→ Exercise instructions: Run through the records and show each line that includes the string "return".

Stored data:
»»
PR #3497, opened 2025-11-07
Fix incorrect rendering in nested children

### LINKED ISSUE #3330: Disappearing and Swapping Content in Dash v3
**Describe your context**

Dash package versions:
```
dash                      3.0.4
dash_ag_grid              31.3.1
dash-bootstrap-components 2.0.3
```
Browsers used:
    - OS: Windows
    - Browser: Chrome and Edge
    - Version: latest

**Describe the bug**

I have a dash app which has multiple tabs and dropdowns which control the majority of the content on the page.

Using v3 of dash and highlighting text or clicking on interactive (e.g. buttons) and non-interactive (e.g. text) content on the page causes elements from previous tabs to appear and replace those on the current page.
Examples being:
- clicking on a dropdown on the currently viewed tab and it gets replaced by a title element of another tab
- highlighting some text from a H3 element causes the whole element to be replaced by a dash table from another tab

The issue doesn't seem to occur after downgrading the installed version of dash to version 2.18.2.

Watching the network tool within the browser's developer tools when the issue occurs would suggest that when the content changes on the page, there is no communication between the browser and the dash app and it's just local javascript running.

Not sure if it's related but also received this error while in debug mode:
```
Error: undefined was not found.
   at Object.resolve (http://server:8040/_dash-component-suites/dash/dash-renderer/build/dash_renderer.v3_0_3m1749492493.dev.js:83970:11)
   at hydrateFunc (http://server:8040/_dash-component-suites/dash/dash-renderer/build/dash_renderer.v3_0_3m1749492493.dev.js:84756:69)
   at DashWrapper (http://server:8040/_dash-component-suites/dash/dash-renderer/build/dash_renderer.v3_0_3m1749492493.dev.js:84774:16)
   at renderWithHooks (http://server:8040/_dash-component-suites/dash/deps/react-dom@18.v3_0_3m1749492493.3.1.js:15496:20)
   at mountIndeterminateComponent (http://server:8040/_dash-component-suites/dash/deps/react-dom@18.v3_0_3m1749492493.3.1.js:20113:15)
   at beginWork (http://server:8040/_dash-component-suites/dash/deps/react-dom@18.v3_0_3m1749492493.3.1.js:21636:18)
   at beginWork$1 (http://server:8040/_dash-component-suites/dash/deps/react-dom@18.v3_0_3m1749492493.3.1.js:27475:16)
   at performUnitOfWork (http://server:8040/_dash-component-suites/dash/deps/react-dom@18.v3_0_3m1749492493.3.1.js:26609:14)
   at workLoopSync (http://server:8040/_dash-component-suites/dash/deps/react-dom@18.v3_0_3m1749492493.3.1.js:26515:7)
   at renderRootSync (http://server:8040/_dash-component-suites/dash/deps/react-dom@18.v3_0_3m1749492493.3.1.js:26483:9)
```

**Expected behavior**

No changes to page when clicking etc.

AnnMarieW:
closes #3330 

Note -this solution was provided by a Dash Enterprise customer. :tada: 

In sample dash app below,  a callback updates the children component with a layout of nested components.  If there is a change in one of the nested components there can be unexpected results.  

For example, if  you select a date in the date picker,  then "refresh" the layout in a callback, it re-renders the old state when you interact with the date picker again.  This error happens in Dash 3 but not in Dash 2.

A workaround is to give the layout's parent component an id that changes with each update.  This forces the component to re-render correctly.

This PR makes that workaround unnecessary.  It  updates the reducer in the dash renderer so it clears out the child path hashes and prevents stale values from triggering incorrect renders

Potential issues:
- This may impact performance when the children component has many nested components
- May cause issues when using partial property updates.

------------

```python

import dash
from dash import Input, Output, State, dcc, html

app = dash.Dash(__name__, prevent_initial_callbacks=True)


def layout(refresh_count=0):
    return html.Div(
       # id=f"container-{refresh_count}",  # this works
        id="container",                    # this doesn't work
        children=[
            html.H1(f"Layout refreshed {refresh_count} times"),
            html.P(
                html.Ul(
                    [
                        html.Li("Pick a date in the date picker"),
                        html.Li("Click on the 'Refresh layout' button"),
                        html.Li(
                            "Open date picker. It will change its value and text on the right will change too"
                        ),
                    ]
                )
            ),
            html.Div(
                html.Div(
                    html.Div(
                        id="nested-container",
                        children=[
                            dcc.DatePickerSingle(id="date-picker", date=None),
                            html.Span(
                                f"Nothing picked, {refresh_count} refreshes",
                                id="text",
                                style={
                                    "marginLeft": "10px",
                                    "backgroundColor": "#d0d0d0",
                                    "padding": "5px",
                                },
                            ),
                        ],
                    ),
                ),
            ),
        ],
    )


app.layout = html.Div(
    [
        html.H1("Dash bug showcase"),
        html.Button("Refresh layout", id="refresh-button"),
        html.P(
            id="layout",
            style={"padding": "20px", "border": "2px dashed red"},
            children=layout(),
        ),
    ]
)


@app.callback(
    Output("layout", "children"),
    Input("refresh-button", "n_clicks"),
)
def update_output(n_clicks):
    return layout(n_clicks)


@app.callback(
    Output("text", "children"),
    Input("date-picker", "date"),
    State("refresh-button", "n_clicks"),
)
def update_text(date, n_clicks):
    return f"{date}, {n_clicks} refreshes"


if __name__ == "__main__":
    app.run(debug=True)


```


ndrezn:
@T4rk1n @AnnMarieW I see performance risks:
> This may impact performance when the children component has many nested components
> May cause issues when using partial property updates.

Can we mitigate these issues or does this need to be an optional rendering config?

AnnMarieW:
Here's an interesting bit of data.  The example above works fine in Dash 4 ( using the new dcc date picker), but does not work in Dash 3.  

One more clue:  In Dash 3, if the children are wrapped in a div instead of just being a list, it updates correctly:
```python
                    children=html.Div([     # This line changed
                            dcc.DatePickerSingle(id="date-picker", date=None),
                            html.Span(
                                f"Nothing picked, {refresh_count} refreshes",
                                id="text",
                                style={
                                    "marginLeft": "10px",
                                    "backgroundColor": "#d0d0d0",
                                    "padding": "5px",
                                },
                            ),
                        ]),
```

AnnMarieW:
I expect this PR should be closed in favor of https://github.com/plotly/dash/pull/3570 ?

AnnMarieW:
closed in favor of #3570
««
→ Result:
    return html.Div(
    return layout(n_clicks)
    return f"{date}, {n_clicks} refreshes"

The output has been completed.